Aim of the task: Set down the full data below exactly as given, please.

━━━━━ Material for the task

PR #392, opened 2023-02-22
Fixes image alignment

ctauchen:
Follow-up to https://github.com/tigera/docs/pull/325/


bmckercher123 (approved):
Approve

ctauchen:
@bmckercher123 Turns out the image problem occurred in two places in the file. I thought your fix hadn't worked because I was looking at the second. This PR fixes the second.

PR #1887, opened 2024-02-17
Show toolbar for docker's internal IP address

### LINKED ISSUE #1854: The Debug Toolbar has stopped showing under Docker
It seems like the [snippet of code](https://django-debug-toolbar.readthedocs.io/en/stable/installation.html#configure-internal-ips) in the documentation for using Docker has stopped working.

image

That snippet of code will set `INTERNAL_IPS` to `['172.27.0.1', '127.0.0.1', '10.0.2.2']`, however, inside `debug_toolbar.middleware.show_toolbar()`, `request.META.get("REMOTE_ADDR")` returns `'192.168.65.1'`, which is why it ends up not showing the Debug Toolbar.

This snippet of code used to work. I'm guessing something must of changed in a recent version of Docker to cause it to not get the correct IP address. I'm not sure at this point how to get the IP dynamically because even `ifconfig` shows the `172.27.01` IP address instead of the `192.168.65.1` IP address.

Versions:
* Docker version 24.0.6
* Docker Compose version v2.22.0-desktop.2
* macOS Sonoma version 14.0
* django-debug-toolba v3.8.1
* django v4.2.5

tim-schilling:
# Description
This attempts to automatically look up the docker internal IP address for the developer.

Fixes #1854

# Checklist:

### DIFF
--- a/debug_toolbar/middleware.py
+++ b/debug_toolbar/middleware.py
@@ -3,6 +3,7 @@ Debug Toolbar middleware
 """
 
 import re
+import socket
 from functools import lru_cache
 
 from django.conf import settings
@@ -19,7 +20,22 @@ def show_toolbar(request):
     """
     Default function to determine whether to show the toolbar on a given page.
     """
-    return settings.DEBUG and request.META.get("REMOTE_ADDR") in settings.INTERNAL_IPS
+    internal_ips = settings.INTERNAL_IPS.copy()
+
+    try:
+        # This is a hack for docker installations. It attempts to look
+        # up the IP address of the docker host.
+        # This is not guaranteed to work.
+        docker_ip = (
+            # Convert the last segment of the IP address to be .1
+            ".".join(socket.gethostbyname("host.docker.internal").rsplit(".")[:-1])
+            + ".1"
+        )
+        internal_ips.append(docker_ip)
+    except socket.gaierror:
+        # It's fine if the lookup errored since they may not be using docker
+        pass
+    return settings.DEBUG and request.META.get("REMOTE_ADDR") in internal_ips
 
 
 @lru_cache(maxsize=None)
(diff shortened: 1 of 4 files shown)


tim-schilling:
@epicserve could you give this a test run for me?

epicserve:
@tim-schilling,

I tested it out and it worked. You can see my code [here](https://github.com/epicserve/django-base-site/compare/experiment/djdt-docker-fix).

nitairoy:
If you're developing with a Django server in a Docker container with docker, the instructions for enabling the toolbar don't work. The reason is related to the fact that the actual address that you would need to add to INTERNAL_IPS is going to be something dynamic, like 172.24.0.1. Rather than trying to dynamically set the value of INTERNAL_IPS, the straightforward solution is to replace the function that enables the toolbar, in your settings.py, for example:

DEBUG_TOOLBAR_CONFIG = {
    'SHOW_TOOLBAR_CALLBACK': lambda _request: DEBUG
}

This should also work for other dynamic routing situations, like Vagrant or Heroku.

follow the link: https://stackoverflow.com/questions/10517765/django-debug-toolbar-not-showing-up

tim-schilling:
@nitairoy did you attempt to use the code in this PR? Also, please see the discussion in #1854.

epicserve:
@tim-schilling, mocking is how I would handle testing it. I can't think of a better alternative.

nitairoy:
Yes, I did and it work.

Best Regards,
Nitai Roy

matthiask:
> Excellent thank you. @matthiask I know this is a hack, but I personally don't see a difference between asking a developer to copy/paste the hack themselves versus us writing it in for them and letting them know where it exists. At least for a development tool like this.

Yes, I agree. It would certainly be nice if the toolbar worked out of the box for everyone.

johnthagen:
For historical purposes, this caused a regression

- https://github.com/jazzband/django-debug-toolbar/issues/1927
- https://github.com/moby/moby/issues/48266

Fix in

- #1929
- Released in 4.4.3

━━━━━━━━━━

Exercise solution:
PR #392, opened 2023-02-22
Fixes image alignment

ctauchen:
Follow-up to https://github.com/tigera/docs/pull/325/


bmckercher123 (approved):
Approve

ctauchen:
@bmckercher123 Turns out the image problem occurred in two places in the file. I thought your fix hadn't worked because I was looking at the second. This PR fixes the second.

PR #1887, opened 2024-02-17
Show toolbar for docker's internal IP address

### LINKED ISSUE #1854: The Debug Toolbar has stopped showing under Docker
It seems like the [snippet of code](https://django-debug-toolbar.readthedocs.io/en/stable/installation.html#configure-internal-ips) in the documentation for using Docker has stopped working.

image

That snippet of code will set `INTERNAL_IPS` to `['172.27.0.1', '127.0.0.1', '10.0.2.2']`, however, inside `debug_toolbar.middleware.show_toolbar()`, `request.META.get("REMOTE_ADDR")` returns `'192.168.65.1'`, which is why it ends up not showing the Debug Toolbar.

This snippet of code used to work. I'm guessing something must of changed in a recent version of Docker to cause it to not get the correct IP address. I'm not sure at this point how to get the IP dynamically because even `ifconfig` shows the `172.27.01` IP address instead of the `192.168.65.1` IP address.

Versions:
* Docker version 24.0.6
* Docker Compose version v2.22.0-desktop.2
* macOS Sonoma version 14.0
* django-debug-toolba v3.8.1
* django v4.2.5

tim-schilling:
# Description
This attempts to automatically look up the docker internal IP address for the developer.

Fixes #1854

# Checklist:

### DIFF
--- a/debug_toolbar/middleware.py
+++ b/debug_toolbar/middleware.py
@@ -3,6 +3,7 @@ Debug Toolbar middleware
 """
 
 import re
+import socket
 from functools import lru_cache
 
 from django.conf import settings
@@ -19,7 +20,22 @@ def show_toolbar(request):
     """
     Default function to determine whether to show the toolbar on a given page.
     """
-    return settings.DEBUG and request.META.get("REMOTE_ADDR") in settings.INTERNAL_IPS
+    internal_ips = settings.INTERNAL_IPS.copy()
+
+    try:
+        # This is a hack for docker installations. It attempts to look
+        # up the IP address of the docker host.
+        # This is not guaranteed to work.
+        docker_ip = (
+            # Convert the last segment of the IP address to be .1
+            ".".join(socket.gethostbyname("host.docker.internal").rsplit(".")[:-1])
+            + ".1"
+        )
+        internal_ips.append(docker_ip)
+    except socket.gaierror:
+        # It's fine if the lookup errored since they may not be using docker
+        pass
+    return settings.DEBUG and request.META.get("REMOTE_ADDR") in internal_ips
 
 
 @lru_cache(maxsize=None)
(diff shortened: 1 of 4 files shown)


tim-schilling:
@epicserve could you give this a test run for me?

epicserve:
@tim-schilling,

I tested it out and it worked. You can see my code [here](https://github.com/epicserve/django-base-site/compare/experiment/djdt-docker-fix).

nitairoy:
If you're developing with a Django server in a Docker container with docker, the instructions for enabling the toolbar don't work. The reason is related to the fact that the actual address that you would need to add to INTERNAL_IPS is going to be something dynamic, like 172.24.0.1. Rather than trying to dynamically set the value of INTERNAL_IPS, the straightforward solution is to replace the function that enables the toolbar, in your settings.py, for example:

DEBUG_TOOLBAR_CONFIG = {
    'SHOW_TOOLBAR_CALLBACK': lambda _request: DEBUG
}

This should also work for other dynamic routing situations, like Vagrant or Heroku.

follow the link: https://stackoverflow.com/questions/10517765/django-debug-toolbar-not-showing-up

tim-schilling:
@nitairoy did you attempt to use the code in this PR? Also, please see the discussion in #1854.

epicserve:
@tim-schilling, mocking is how I would handle testing it. I can't think of a better alternative.

nitairoy:
Yes, I did and it work.

Best Regards,
Nitai Roy

matthiask:
> Excellent thank you. @matthiask I know this is a hack, but I personally don't see a difference between asking a developer to copy/paste the hack themselves versus us writing it in for them and letting them know where it exists. At least for a development tool like this.

Yes, I agree. It would certainly be nice if the toolbar worked out of the box for everyone.

johnthagen:
For historical purposes, this caused a regression

- https://github.com/jazzband/django-debug-toolbar/issues/1927
- https://github.com/moby/moby/issues/48266

Fix in

- #1929
- Released in 4.4.3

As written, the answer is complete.